Forced marriage is defined as the union of two persons, at least one of whom has not given their full and free consent to the marriage. Child marriage is defined as the union of two persons, at least one of whom is under eighteen years of age. This human rights violation and harmful practice disproportionately affects women and girls globally.
Consequences of early marriage
One of the principal consequences of child marriage is its impact on the right to health. Early and forced pregnancy significantly increases the risk of maternal mortality, obstetric complications and infant death. These outcomes engage state obligations under Article 24 of the Convention on the Rights of the Child and Article 12 of the International Covenant on Economic, Social and Cultural Rights, which guarantee the right to the highest attainable standard of health. United Nations treaty bodies have consistently linked child marriage to preventable maternal harm and have characterised it as a violation of sexual and reproductive health rights.
Child marriage also brings serious consequences for the right to education. In practice, marriage commonly leads to the withdrawal of girls from school, either because of pregnancy, domestic responsibilities or social stigma. International law therefore requires states not only to prohibit child marriage but also to ensure that married girls are not excluded from educational opportunities.
Child marriage further undermines legal capacity and personal autonomy by assigning children adult marital and parental roles while denying them full legal agency. Although a married girl may be treated socially as a wife or mother, she remains a child under international law and is entitled to special protection. This creates a structural contradiction in which children are burdened with adult responsibilities without corresponding legal rights, for example, a mother-child will need a permission from her guardian or a husband for medical treatment, cannot legally work or have an income or take any legal decisions in regard to her child.
Another consequence of child marriage is the institutionalisation of early and coerced motherhood. By legitimising sexual relations and reproduction within marriage, child marriage functions as a mechanism that produces young mothers through legal and cultural coercion. This practice conflicts with international protections of bodily autonomy, family planning and freedom from exploitation. In this sense, child marriage may be understood not only as a violation of the right to marry freely but also as a form of reproductive and sexual coercion that entrenches gender inequality.

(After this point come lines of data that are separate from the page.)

PR #63, opened 2021-07-05
Variable not set

critias:
Added setting to make accessing of Variables and Paths more restrictive.

### DIFF
--- a/sisyphus/job_path.py
+++ b/sisyphus/job_path.py
@@ -196,7 +196,10 @@ class Path(DelayedBase):
         return self.get_cached_path()
 
     def __repr__(self):
-        return repr(str(self))
+        if gs.LEGACY_PATH_CONVERSION:
+            return repr(str(self))
+        else:
+            return '<Path %s>' % self.get_path()
 
     def __lt__(self, other):
         """
@@ -413,4 +416,10 @@ class Variable(Path):
         return str(self.get())
 
     def __repr__(self):
-        return str(self.get())
+        if gs.LEGACY_VARIABLE_CONVERSION:
+            return repr(self.get())
+        else:
+            value = ''
+            if self.is_set():
+                value = ' %s' % self.get()
+            return "<Variable %s%s>" % (self.rel_path(), value)
--- a/sisyphus/job_path.py
+++ b/sisyphus/job_path.py
@@ -27,6 +27,11 @@ def check_is_worker(get_func):
     return check
 
 
+class VariableNotSet(Exception):
+    """Variable is not set"""
+    pass
+
+
 class Path(DelayedBase):
     """
     Object do hold the connecting path to files:
@@ -363,6 +368,8 @@ class Variable(Path):
                                                           < gs.CACHE_FINISHED_RESULTS_MAX_SIZE))
     def get(self):
         if not self.is_set():
+            if gs.RAISE_VARIABLE_NOT_SET_EXCEPTION:
+                raise VariableNotSet("Variable is not set (%s)" % self.get_path())
             if self.backup is None:
                 return "<UNFINISHED VARIABLE: %s>" % self.get_path()
             else:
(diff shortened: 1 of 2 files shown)


sisyphus/job_path.py
```diff
@@ -363,6 +374,8 @@ def is_set(self):
                                                           < gs.CACHE_FINISHED_RESULTS_MAX_SIZE))
     def get(self):
         if not self.is_set():
+            if gs.RAISE_VARIABLE_NOT_SET_EXCEPTION:
```
curufinwe, line 377: Why is it an error to access a variable that has a backup?

curufinwe (commented):
How about only changing __repr__ and not __str__ ? Would fit more with https://docs.python.org/3/reference/datamodel.html#object.__str__ and https://docs.python.org/3/reference/datamodel.html#object.__repr__

sisyphus/job_path.py
critias: I don't really like the solution of having a backup value at this point since it doesn't allow to return `None`. The recently add `fallback` method solves this in a cleaner way. So I plan to remove the possibility to add a backup directly to the Variable at some point.

critias:
Converting Path into strings caused frequently problems of losing the creator inside the graph. So I hoped that forcing people to use `get` would make sure that it doesn't happen by accident, but it also hurts the usability a lot.

So I guess you are right, keeping `__str__` and changing only `__repr__` would probably be the better way to go here.

sisyphus/job_path.py
curufinwe: In the ASR recipes it's not used. Is backup used in any of the MT recipes? If not you could remove it directly.

critias: It's used inside the MT recipes, so I would like to keep both for a while for backwards compatibility during the conversion.

sisyphus/job_path.py
```diff
@@ -403,7 +413,16 @@ def __fs_get__(self, step):
...
 
     def __str__(self):
-        return str(self.get())
+        if gs.FAST_VARIABLE_CONVERSION:
+            return str(self.get())
+        else:
+            value = ''
+            if self.is_set():
+                value = ' %s' % self.get()
+            return "<Variable %s%s>" % (self.rel_path(), value)
```
curufinwe, line 422: I think this is a mixup, this logic should go to __repr__ and the logic from __repr__ should go here

sisyphus/job_path.py
```diff
@@ -403,7 +413,16 @@ def __fs_get__(self, step):
...
 
     def __repr__(self):
-        return str(self.get())
+        if gs.FAST_VARIABLE_CONVERSION:
```
curufinwe, line 425: thish should be in __str__, but for __str__ we dont really need to change it anyomer (same as Path).

curufinwe (changes requested):

JackTemaki:
I am not sure I understand what the changes actually intend to do... can you explain this in a few words? (this "fast" conversion)

critias:
The fast conversion is the current behavior of Sisyphus which I would like to discourage in the future. Especially overwriting __repr__ tends to make debugging more problematic and I would like to disable this by default.
I'm not sure about the __str__ overwrite, maybe it's better to keep the old behavior for this. Any thoughts from your side?
I thinking about rename the settings to LEGACY_PATH_CONVERSION and LEGACY_VARIABLE_CONVERSION. Which name would you consider more descriptive?

JackTemaki:
LEGACY_... sounds much better than FAST_...

curufinwe:
The str behavior is probably used in some places of the ASR recipes, but I'm not 100% sure. So I'd like to keep that one "as-is".

critias:
So the current version should be ok, right?

curufinwe (approved):

PR #68, opened 2021-10-11
add DelayedSlice

JackTemaki:


critias:
LGTM, you  could also try to create `DelayedSlice` automatically if `__get__` gets a slice object as key: https://docs.python.org/3/library/functions.html#slice

PR #71, opened 2021-12-09
Apply __add__ and __getitem__ directly on Path

critias:
A possible solution to:
https://github.com/rwth-i6/i6_core/issues/198

Todo: I need to split the common functionality between Path and Variable into a new class, instead of having Variable as a subclass of Path to clean up the code a bit.

### DIFF
--- a/example/config/__init__.py
+++ b/example/config/__init__.py
@@ -18,7 +18,8 @@ def main():
 
 
 async def async_main():
-    input_data = tk.Path('data/5lines.txt', tags={'5lines'})
+    input_data = tk.Path('data', tags={'5lines'})
+    input_data = input_data.join_right('5lines.txt')
     spliter = parallel.LineSpliter(input_data)
     # Test if requesting gpu works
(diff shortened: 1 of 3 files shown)


critias:
This test failes: https://github.com/rwth-i6/sisyphus/runs/4469494237?check_suite_focus=true
The question here is if this operation is really useful for a Path object...

curufinwe:
The problem is that the previous implementation of `__getitem__` is a wrapper object that will call `get()` first (which makes the path an absolute path) and then apply the slice. With the new implementation we do the slicing on the path first and then return a new path object (which, because we slice only a single character) will be a relative `Path` object and when calling `get()` on the new `Path` object we get the sliced path + `gs.BASE_DIR`.

If we want to keep the invariant that delayed_operation(path).get() should be the same as operation(path.get()) we should probably not change `__getitem__`. But I see no problem just adding new member functions that manipulate the Path object explicitly, e.g.
```
def join_right(self, extension):
  new = self.copy()
  new.path = os.path.join(new.path, extension)
```

The __add__ method can probably stay the same.

critias:
Done

curufinwe (approved):

PR #75, opened 2022-02-24
Bugfix for get_job_from_path

dthulke:
The path argument in get_job_from_path is overwritten by the variable in the inner loop.
This causes that get_job_from_path always returns None.

Noticed this when trying to migrate a large graph.


critias:
Thanks!

PR #85, opened 2022-06-20
extract_paths more efficient

albertz:
This gives me some huge speedup, of a big GMM pipeline, from 18 sec runtime down to 12 sec runtime.

### DIFF
--- a/sisyphus/tools.py
+++ b/sisyphus/tools.py
@@ -78,30 +78,36 @@ def extract_paths(args: Any) -> Set:
     :rtype: set
     """
     out = set()
-    if isinstance(args, Block) or isinstance(args, enum.Enum):
-        return out
-    if hasattr(args, '_sis_path') and args._sis_path is True:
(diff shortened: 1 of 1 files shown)


albertz:
> This PR breaks my setups, we have to revert this.

@JackTemaki  Can you give some details?

JackTemaki:
> > This PR breaks my setups, we have to revert this.
> 
> @JackTemaki Can you give some details?

Not yet, just that nearly all of the dependencies are lost. I now have to start debugging.

albertz:
Ah I think I know. This is probably because there are temp `tuple` objects created (via whatever `__sis_state__` or `__getstate__` you have) and then they are deleted again and so we have the same `id(obj)` for different objects...

albertz:
Ok I will try to fix this.

albertz:
@JackTemaki Ok I think I fixed it, see #89.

International and domestic legal systems often treat young married girls as wives and mothers, thereby recognising their marital and parental status. However, this recognition frequently occurs without adequate consideration of the coercion that underlies such status, the absence of valid consent, or the developmental harm associated with early marriage and pregnancy. Law thus legitimises the social consequences of forced marriage while failing to confront the conditions that produce them.
This raises a fundamental legal and conceptual question: can a child be a mother?
International Human rights law definition and protection of motherhood
International human rights law provides no explicit definition of “mother,” leaving unresolved the tension between the status of childhood and the imposition of maternal roles. Is in 2026 are words such as “woman” and “mother” used appropriately in international advocacy spaces? A reductive biological definition of motherhood excludes, inter alia, non-birth mothers, coerced mothers, girls who are still legally children, trans people..
Motherhood should be understood as a socially situated caregiving role that must be freely chosen and materially supported. This would expose forced marriage as reproductive violence, link motherhood to consent and reconnect maternal protection to autonomy. Until international law confronts forced and early marriage as a system that manufactures motherhood through domination, its protections for mothers will remain conceptually incoherent and morally incomplete.